Museo del Genio o del genio? Il pur facile gioco di parole si presta a descrivere bene una delle realtà museali più interessanti d’Italia (visitabile su richiesta). Si tratta dell’Istituto Storico e di Cultura dell’Arma del Genio, un colosso in travertino da 4400 mq situato sul Lungotevere della Vittoria, a Roma. Al suo interno sono conservate le testimonianze della più alta espressione dell’inventiva italiana applicata all’uso militare, ma non solo. Dalle Guerre d’Indipendenza fino al secondo conflitto mondiale, troviamo la prima radio da campo di Marconi, il prototipo di telefono di Meucci, le mongolfiere da osservazione, i modellini di mirabolanti teleferiche e di fortini coloniali “portatili”, il primo aereo di uso bellico, i mimetismi per cannoni e, ancora, insieme alle fotografie realizzate dai piccioni viaggiatori, un’intera colombaia militare perfettamente conservata. Materiali di una straordinaria tecnologia pre-digitale tutta tesa a superare i limiti imposti dalla terra, dall’aria e dall’acqua.
Un museo da record
Lo stesso Museo, voluto per accogliere le prime collezioni curate, fin dal 1906, dal Gen. Mariano Borgatti in Castel Sant’Angelo, è il frutto di un “superomistico” cimento costruttivo dato che fu edificato in soli due anni, dal 1937 al 1939. Il Ten. Col. Gennaro De Matteis, che lo progettò, ebbe l’intuizione di creare uno dei primi edifici museali appositamente costruiti con criteri espositivi. La sua pianta, a percorso circolare, è ideata in modo da guidare il visitatore attraverso le varie sale secondo un percorso coerente e continuo. Oltre a ricordare le glorie conquistate sui campi di battaglia, il Museo testimonia l’intima connessione che vi è sempre stata tra società civile e Genio militare, l’arma tecnica per eccellenza, che, nelle recenti emergenze sismiche e meteorologiche, si è particolarmente distinta. Nonostante sia poco conosciuto in Italia, architetti, storici dell’arte e ingegneri di tutto il mondo vengono a visitare questo museo anche per la sua raccolta di progetti architettonici antichi, alcuni dei quali risalenti al 1600. Va ricordato, infatti, che l’Architettura stessa nacque, di per sé, per fini militari, applicandosi alla costruzione di ponti, fortezze, castelli.
Arruolati i non vedenti
Tra i mille cimeli conservati, spicca l’unico esemplare di Aerofono ancora esistente, l’antenato del radar che fu usato soprattutto durante l’ultima guerra.

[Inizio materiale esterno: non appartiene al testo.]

PR #669, opened 2016-05-03
Add MIPS_GRP_INT and MIPS_GRP_CALL

zachriggle:
Also annotates the `jalr` and `syscall` instructions to have these groups.

Since I was adding these two generic groups, I added all of the generic groups.

### DIFF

E’ uno strumento consistente in due enormi “orecchie” metalliche, padiglioni che servivano per captare in lontananza il sopraggiungere di aeroplani nemici e localizzare, con ottima approssimazione, la loro direzione. Questo dava modo al personale contraereo di indirizzare fasci di luce verso gli apparecchi in arrivo e, agli artiglieri, di direzionare opportunamente il tiro dei cannoni. La cosa più interessante è che gli aerofoni venivano gestiti da soldati ciechi i quali, grazie al particolare sviluppo dell’udito, riuscivano a identificare modello, distanza, e perfino quota dei velivoli nemici. Nel 1939, una legge - voluta da Mussolini in persona – aveva consentito ai non vedenti di arruolarsi nella Milizia Contraerea e nell’Artiglieria costiera in questo ruolo speciale. L’addestramento si svolgeva tramite un apparecchio simulatore, sempre conservato nel Museo, che riproduceva registrazioni dei motori degli aerei dell’epoca. Molti reduci che, durante la Grande Guerra avevano perso la vista, si arruolarono con entusiasmo e al provvedimento fu dato un certo risalto propagandistico, con lo stile tipico del periodo: “Con le pupille spente, appuntate sincronicamente sulle invisibili strade del suono, i ciechi sembrano implorare nelle deprecate tenebre che nuovamente si abbattono sull’Europa il rapido avvento di quella giustizia che il Duce ha, da tanti anni, annunziata e cui, infallibilmente, il suo genio ci guida”. Furono 832 i non vedenti arruolati e svolsero i loro compiti contraerei fino alla fine della guerra, considerato che l’Italia non valorizzò in modo adeguato i pur fruttuosi esperimenti sulle onde elettromagnetiche che i nostri ricercatori avevano compiuto fin dai primi anni ’30, né il prototipo di radar che la Germania ci aveva messo a disposizione.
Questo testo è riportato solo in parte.